Posted by: MesMorial (IP Logged)
Date: 28 March, 2012 04:17AM
I am not familiar with Vance, Merrit, or Fanu (not really Hodgson).

In regards to poets, I think Byron's the best. Keats is good though. I prefer to read George Sterling and CAS (or their style), though I wouldn't consider them to be as skilled

As for the writers in that list, here is my order of preference:


Clark Aston Smith
Lord Dunsany
H.P Lovecraft
E.A Poe
Algernon Blackwood
Arthur Machen
M.R. James

Shakespeare was probably skilled, but I find him (for the greater part) uninteresting.


I find Clark Ashton Smith most colourful, engaging and enchanting, whilst Dunsany is lyrical. Lovecraft's characters are stilted and uninteresting (except for Pickman), so he might be next to or below Poe. I have to read more of Machen (started "The Hill of Dreams").

[www.youtube.com]



Edited 2 time(s). Last edit at 28 Mar 12 | 04:20AM by MesMorial.

Re: Who is the greatest writer?
Posted by: Absquatch (IP Logged)
Date: 28 March, 2012 07:46AM
The real distinction, to me, is not between poetry and prose, but between poetry and non-poetry. Not all poetry need be written in verse. This notion goes back at least to the Bible, and is echoed in Shelley's Defence of Poetry, a text still very much worth reading today, for those of you who don't know it.

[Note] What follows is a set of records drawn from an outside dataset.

PR #464, opened 2022-06-10
Lowercase the ARN keys

mlissner:
I recently deployed this tool and it was working well, but a couple days ago it broke without us having made any changes to the cluster. Out of nowhere, our users were unable to take actions on the cluster that they could previously do. For example, this started failing whereas it was working a few days prior:

```
↪ kubectl describe nodes
error: You must be logged in to the server (Unauthorized)
```

To fix the problem, we changed the keys in our `configmap` manifest from `userARN` to `userarn` and applied that manifest. This PR changes the readme to have the lowercased versions. To check our work, we changed the keys back to uppercase, and the authentication problem came right back, so we're certain lowercased versions work and uppercased versions do not.

What's more, we're certain that the upper case version _was_ working, and we're very confused about what changed to make it stop working (we use EKS, so perhaps there was an upgrade in the background?). 

So here's our fix to the documentation, so others don't have the issue. Does anybody know why this might have broken under us? 

Thanks.

### DIFF
--- a/README.md
+++ b/README.md
@@ -408,7 +408,7 @@ server:
   #     transliteration (available in version >= 0.5).
   mapRoles:
   # statically map arn:aws:iam::000000000000:role/KubernetesAdmin to cluster admin
-  - roleARN: arn:aws:iam::000000000000:role/KubernetesAdmin
+  - rolearn: arn:aws:iam::000000000000:role/KubernetesAdmin
     username: kubernetes-admin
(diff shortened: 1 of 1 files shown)


nckturner:
Can you DM me the details of your cluster? (e.g. on Kubernetes slack, my name and picture is the same)  I can check if there was an update or if something happened.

Not all verse is poetry, and not all that claims to be poetry is poetry, at all. To me, a paragraph of Sir Thomas Browne is more poetic than the collected works of Eliot, Pound, and Williams.

Re: Who is the greatest writer?
Posted by: calonlan (IP Logged)
Date: 28 March, 2012 09:41AM
Knygatin Wrote:
-------------------------------------------------------
> From some prominent posters on this forum I have
> gotten the impression that you regard poetry a
> higher, or more important literary art-form than
> prose. Seeing prose is second grade, something to
> read when feeling less intellectually ambitious,
> as a more relaxed entertainment to pass a little
> extra time away, perhaps even bordering on "guilty
> pleasure". Prose being inferior because it uses so
> many words, and therefore is less pure. Is it so,
> that you look upon prose as lower than poetry?
>
> I have to admit that I don't get all that much
> satisfaction out of reading poetry. (I would guess
> that writing it, gives more pleasure for the
> poet.) Sure, good poetry presents a distilled
> thought, captures a situation at a certain time, a
> mood, an atmosphere, a wisdom of analogy. And I
> can see that as an art-form, it is a challenge
> trying find the exact right words to express a
> certain vision as cleanly as possible. But at the
> same time poetry needs to find words that will fit
> with the rythm, and rhyme, and to me that seems
> obviously like an artificial and unnatural
> impediment hindering the way of purest meaning.
> Further, its form and structure draws too much
> attention to itself.
>
> Also, to use a comparison, to me poetry is like a
> painter's carefully worked out and balanced
> drawing (or it can also be like a watercolor
> sketch!), the "skeleton" construction of the
> painting. But it doesn't include all the gradually
> shifting tones of paint applied with brush, the
> "flesh" of the painting, represented by prose.
>
> Poetry presents me with an uplifting idea, a
> pleasant distilled thought, inspiration leading me
> in a certain direction. But it never draws me into
> a complete illusion of alternate reality, of
> fulfilled ecstatic vision, the way prose does.
> Prose, like painting, takes its time to build up a
> fullfilled creation, with all nuances and
> subtleties. Prose (which includes "prose poetry")
> is to me the highest literary form.
I would like to respond to a number of items here, but as regards the relationship between poetry and Prose:
I recommend reading my old friend John Ciardi's excellent "How does a poem mean" - I will freely grant that the power and majesty of epic poetry will not just fall out of the sky into one's understanding or appreciation - however, having done the work (and lots of it) to get it is rewarding in a quite different way than prose, and indeed, is, generally, an elevated form of speech - It would be rare indeed to be able to gather a crowd for an evening of "Prose Reading" -
As to CAS' assessment of Poe as a poet - his own work is far better than Poe, but Poe introduced him to the possibility of meaning through sound and rhythym - it was his short stories that piqued his interest in story writing, and he did a good deal of that first - his earliest efforts at poetry were trivial by comparison -
see "Sword of Zagan" - as to the "master" always out-weighing the disciple - hardly -
in the last analysis, each writer gives pleasure to some - time and history make the judgments I suppose -

Re: Who is the greatest writer?
Posted by: Absquatch (IP Logged)
Date: 28 March, 2012 10:05AM
Of course, masters do not always outrank their disciples, but that's not what I wrote.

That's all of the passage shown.